The airframer said that while the FAA and international aviation regulators will determine the timing of certification and return to service, the company continues to target FAA certification of the updated flight control software this quarter.
Boeing said it is possible that it could resume deliveries of the 737 MAX in December, subject to when the FAA issues an Airworthiness Directive for the aircraft.
Work on the final validation of the updated training requirements is also continuing, a necessary step before the MAX can return to commercial service.
Boeing outlined five steps it has to complete before the aircraft can return to service. They are: simulator certification, a pilot workload evaluation, an FAA flight certification test, final submission of information to the FAA, and a simulator training evaluation.

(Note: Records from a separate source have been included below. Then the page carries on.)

Issue #1201, opened 2025-04-16
Investigating Quake 2's slow loading times


BjossiAlfreds:
I wanted to take a closer look at Quake 2's slow loading times.

The first thing I looked at was `CL_PrepRefresh` where all the loaded models are printed to the console at the end of the loading process. I felt it was strange why this was taking so long. My first experiment was to simply comment out the call to `SCR_UpdateScreen` inside the loop. This dramatically shortened the load time for me, as much as 4 seconds on a big level like city3 or rware2. This speed-up could be system dependent maybe.

However this only seems to impact loading a map from the console and loading autosaves, level transitions are still really slow. I don't really know why that is, I'm still studying the client-server back and forth involved. My hunch is that the slow loading is caused by a mix of networking and synchronization delays, and I wonder if there are clever ways to code around that.

If you want to try my change to PrepRefresh you can check out my silent-precache branch on my YQ2 fork. Basically I removed all the console printing from the loop and instead just print "models". I could do a PR if you like this change.

0lvin:
> My first experiment was to simply comment out the call to SCR_UpdateScreen inside the loop.

In theory, code could use dprintf for print models and skip screen refresh with developer flag equals to false 

I will try it in remaster repository. Remaster repository has much more aggressive caching, like left three last maps in memory, so level change sometimes feels faster.

BjossiAlfreds:
Even if dprintf works, I don't really view that information as useful for showing the user. I'm content with just seeing "models", personally.

As for caching, that may not actually help with this client. A modern PC's brute force should be able to load all the assets in a fraction of a second, maybe I'm overestimating the speed of modern PCs? I guess the client can cache some of the data as long as the map doesn't change, though.

DanielGibson:
You should do proper profiling of what takes so long (maybe integrate [Tracy](https://github.com/wolfpld/tracy) or [Remotery](https://github.com/Celtoys/Remotery) for that) to figure out what really uses up the time, and why (e.g. is there unnecessary blocking with mutexes or whatever involved, or even waiting for vsync? `SCR_UpdateScreen()` could be caused by the latter, maybe it could just be done less often?).

[...]

PR #1203, opened 2025-04-22
Attempts to speed up level load times

BjossiAlfreds:
This PR is my attempts to address points discussed in https://github.com/yquake2/yquake2/issues/1201 to speed up level load times, or rather, client connection times more technically speaking.

1. Model names and clients printed to console

The loops that loop through the model configstrings print out the string value to console, including empty lines that represent inline models. Each loop iteration calls `SCR_UpdateScreen` which is vey expensive.

I simply removed printing from the loops and instead just print "models" or "clients".

This change is part of the PR although @0lvin has made a commit that addresses the same issue. We can use that solution instead if preferred.

2. Message utilization

After the server receives the "new" message from a client, it will go through a process of sending configstrings and entity deltas in bulk messages. In the original code the message is only filled until `MAX_MSGLEN / 2` is exceeded, or 700 bytes. This will leave over 600 bytes unused.

I changed the code by creating `MSG_ConfigString_Size` and `MSG_DeltaEntity_Size` for predicting how much space the data will take, and introduced 2 defines: `CMD_MARGIN` which reserves 40 bytes for the command appended at the end of the message, and `SAFE_MARGIN` which reserves space for overhead (like packet header data) and misc additions. I'm currently using a value of 24 which seems to work well.

A `SAFE_MARGIN` value of around 500-600 would be fairly close to the original behavior.

I'm not aware of the server adding any other data to these configstrings/baselines messages while getting ready to spawn in. If unexpected overflows happen we can increase the value of `SAFE_MARGIN`.

3. Server slow to send client messages

The server ticks at 10 FPS. This is correct for active clients, but I feel this is fairly slow for clients who are still getting ready.

Most of the slowdown is with the configstrings/baselines messages. After receiving a "new" message, the server sends the first bulk of configstrings to the client along with a stuffed command to request the next bulk. The client then parses it and sends the stuffed command back to the server. For large maps this can take dozens of back-and-forths, which is several seconds of delay.

My first "toy attempt" to solve this is by splitting `SV_SendClientMessages` into 2 functions, the other being `SV_SendPrepClientMessages`. The latter function is called every server frame and only sends messages to clients who are not yet spawned in, while the original function still takes care of sending messages every 10 server frames (~0.1 second).

4. Reconnection delay

Reconnection happens on level transitions or when a map loads after a video (like the intro or end-of-unit videos). This one still eludes me. At the end of `SV_Map` the server first broadcasts a "changing" command, sends it, and then broadcasts a "reconnect". For reasons I still can't figure out, it takes the reconnect command up to a second to be processed client-side. Is the server slow to send it or the client slow to read it? Not sure at this time.

In any case, I simply removed the call to `SV_SendClientMessages` after broadcasting the "changing" command and that removed the delay. The client is fast and responsive to reconnect. 

NOTE: Removing the call to `SV_SendClientMessages` was made possible by the change I described in 3. I guess the reason for it in the original code was to make sure the clients receive "changing" quickly, instead of having to wait for the next full server frame.

I was thinking this delay may be intentional but I don't really see a reason for it, after `SV_SpawnServer` the server should be ready to accept clients as far as I can tell.

5. Misc stuff

I spotted that the index parameter to the "baselines" and "configstrings" server commands is not checked, so buggy/malicious clients could send negative values leading to reading out of bounds.

I also made a wrapper `MSG_WriteConfigString` function, not necessary but figured it is better than sending the components individually in every use case.

---

With all of these optimizations I am getting very large reductions in time spent on the loading screen. That includes starting a new game through the menu, map command, and in-game level transitions

These changes are experimental so this is a draft/test PR. In particular I don't feel confident in my solutions to 3 and 4.

I have only tested this locally, where server and client are both running on the same system/in the same process. I feel it is important to test this in a real online setting, where server and client are on different networks.

### DIFF
--- a/doc/040_cvarlist.md
+++ b/doc/040_cvarlist.md
@@ -13,6 +13,7 @@ have been renamed. The prefixes are:
 * `ogg_`: Ogg/Vorbis music playback.
 * `r_`: Common to all renderers.
 * `s_`: Sound system.
+* `sv_`: Server 
 * `sw_`: Software renderer.
 * `vid_`: Video backend.
 
@@ -56,6 +57,40 @@ it's `+set busywait 0` (setting the `busywait` cvar) and `-portable`
   sleep and tells the operating system to send a wakeup signal when it's
   time for the next frame. The latter is more CPU friendly but can be
   rather inaccurate, especially on Windows. Use with care.
+
+* **sv_optimize_sp_loadtime**<br />
+  **sv_optimize_mp_loadtime**: These cvars enable/disable optimizations
+  that speed up level load times (or more accurately, client connection).
+
+  sp stands for singleplayer and mp for multiplayer, respectively.
+  The sp version is enabled by default (value 7) while multiplayer is 0.
+
+  The cvar value is a bitmask for 3 optimization features:
+  * **1: Message utilization**<br />
+    When the server sends the client configstrings and other data
+    during the connection process, the message buffer is only used
+    around 50-60%. When this flag is enabled, the message is used
+    much better, dramatically reducing the amount of messages needed
+    to deliver all the data to the client.
+
+  * **2: Server send rate**<br />
+    By default, the server sends messages to clients once every
+    0.1 seconds, roughly. This slows down sending data to clients,
+    especially in singleplayer. This is normal for active clients,
+    but for connecting/inactive clients, this delay is unnecessary.
+    When this flag is set, the server will send messages to
+    inactive clients ~8x more frequently.
+
+  * **4: Reconnection**<br />
+    When the server changes maps, like on level transitions,
+    the server first sends a "changing" command to all clients,
+    and then a "reconnect" command. The delay between these commands
+    can be quite long, ~1 second. This flag will avoid this delay when
+    set, by sending the two commands within the same message.
+
+  Simply add these flag values together to get the cvar value you want.
+  For example, sendrate + reconnect = 2 + 4 = 6.
+  Set to 7 for all optimizations, or 0 to disable them entirely.
 
 * **cl_maxfps**: The approximate framerate for client/server ("packet")
   frames if *cl_async* is `1`. If set to `-1` (the default), the engine
--- a/src/client/cl_main.c
+++ b/src/client/cl_main.c
@@ -222,9 +222,7 @@ CL_Record_f(void)
 			}
 
 			MSG_WriteByte(&buf, svc_configstring);
-
-			MSG_WriteShort(&buf, i);
-			MSG_WriteString(&buf, cl.configstrings[i]);
+			MSG_WriteConfigString(&buf, i, cl.configstrings[i]);
 		}
 	}
 
--- a/src/client/cl_network.c
+++ b/src/client/cl_network.c
@@ -444,6 +444,13 @@ CL_Changing_f(void)
 
 	SCR_BeginLoadingPlaque();
 	cls.state = ca_connected; /* not active anymore, but not disconnected */
+
+	/* reset this to 0 just in case it didn't get a chance to settle normally
+		this became a problem with the faster client connection changes
+		but is a good idea to do this regardless
+	*/
+	anykeydown = 0;
+
 	Com_Printf("\nChanging map...\n");
 
 #ifdef USE_CURL
--- a/src/client/cl_view.c
+++ b/src/client/cl_view.c
@@ -240,7 +240,7 @@ CL_PrepRefresh(void)
 {
 	char mapname[MAX_QPATH];
 	int i;
-	char name[MAX_QPATH];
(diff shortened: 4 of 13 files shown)


BjossiAlfreds:
Discovered the first little bug. When walking into a level transition while holding a key like W for moving forward, `anykeydown` would leak into the next map and permanently add `BUTTON_ANY` to every usercmd.

It seems the any key mechanism relies on the client to settle it back to 0 by running extra `Key_Event` calls. I'm actually surprised this thing has never gotten stuck for me before, seems like a really sensitive balance.

I added a hard reset to 0 into the changing command. That seems to fix it. Probably a good idea to do that regardless, just in case.

Yamagi:
So... I finally found some time to have a deeper look. These are some good findings and on my for todays standards rather slow laptop the results are immediately visible.

Going through the changes:

* *Model names and clients printed to console*: We should (and will) merge this. It's without risk, makes things a lot faster and no one needs this lines anyways.
* *Message utilization*: This should be rather low risk, too. It might be a good idea to have a look at q2pro or r1q2. Chances are good that they already implemented some kind of optimization for this problem. Regarding `SAFE_MARGIN` we must take into account that  Quake II has a max message size of 1400 with is ... brave ... for a UDP based protocol. To be on the safe side a message should never be bigger than 1280 bytes. Above that one can never be sure that package won't get fragmented or dropped.
* *Server slow to send client messages*: It's hard to guess the risk. This might be totally harmless or there might be other clients or even things like mods which somehow work by luck as long as the message flow isn't too fast... I don't really have an opinion here without more testing.
* *Reconnection delay*: More or less the same as the last point.
* *Misc changes*: We should merge these.

Aaaand... the `anykeydown` might be the last missing bit to finally solve the problem with aborting cinematics. Over the years I have added several fixes to different parts to the client to ensure that no input data leaks over a map change skipping cinematic. It has gotten better, up to the point that it only happens in maybe 1 out of 50 cinematics. Too few to debug it further.

BjossiAlfreds:
Regarding message size, as far as I can tell from the original `SV_Multicast` and `SV_SendClientMessages`, the server sends only reliable messages (`netchan.message`) to non-spawned clients, and my code doesn't change that. So the big configstrings/baselines packets would only be sent that way. So I don't think the 1200 limit is anything to worry about.


Regarding server send rate, I forgot to mention this earlier but there is actually a case where the server rapid-fires messages to the client: with the `map` command in single-player. I was surprised why that seemed to load faster than level transitions or a new game. One reason was the reconnection delay but the other was that the server was not doing any sleep frames for the first several frames because `svs.realtime >= sv.time`.

Unless this is YQ2-specific behavior, I think we can infer that all other Q2 clients that implement the original protocol can handle the server sending messages very rapidly.


Regarding reconnection delay, it causes the `changing` and `reconnect` commands to be sent to the client in the same packet. I don't think that should cause any problems. There would just be a split second delay where the client is still running the old map until the server has finished `SV_SpawnServer` and sends the commands to change and reconnect.


I did get an idea, I could make 2 cvars: `sv_optimize_sp_loadtime` and `sv_optimize_mp_loadtime`. A value of 0 is off, 1 = optimize send rate, 2 = optimize reconnect and 3 = optimize both.

I imagine single-player should be fairly safe. The connection is through localhost and both server and client are YQ2. I have also been testing and playingh and all is working fine by the looks of it. So I'd set the cvar default to 3 (opt-out).

Multiplayer is more uncertain hence why I'd set the defailt value to 0 (opt-in). Connection is (usually) across networks or computers, and server and client can mix and nmatch. Also I have not tested it at all in multiplayer.

And if no problems are reported or encountered and confidence grows, we can in the future remove the cvars and make the feature fully built-in.

BjossiAlfreds:
I went ahead and made a commit with these cvars I suggested above.

They are bitmask values.
1 = optimize message utilization
2 = optimize server sendrate
4 = optimize reconnection on map changes

Default for SP is 7, 0 for MP.

These cvars are not latched so you can change them quickly and test the difference as well as for debugging if you are running into problems and suspect the optimizations are at fault.

Yamagi:
Thank you for the cvars. I like it this way. I'll do a 8.51 hotfix release in the next few days and merge this afterwards.

Yamagi:
Is it ready or have you planed more changes?

BjossiAlfreds:
I feel it is ready now. The other day I just cleaned up some previous commits and improved the client dropping on message overflow a bit since that code was a little wonky with the separated `CL_SendClientMessages` and `SV_SendPrepClientMessages`. I've been playing in-game and all seems to work for me.

BjossiAlfreds:
I went ahead and rebased the branch on current master. You can merge it now.

Yamagi:
Thank you :) Let's see if anything comes up.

“Boeing and the FAA successfully concluded the first of these milestones this past week, and are now working towards the FAA line pilots evaluation and the FAA certification flight test,” the company said in a statement.
American Airlines and Southwest Airlines announced last week they had extended the removal of the MAX from their flight schedules until early March. Airlines are expected to take at least four weeks from FAA approval before they can have their stored 737’s back in service.
A phased return to service is expected as international regulators work at their own pace to recertify the aircraft.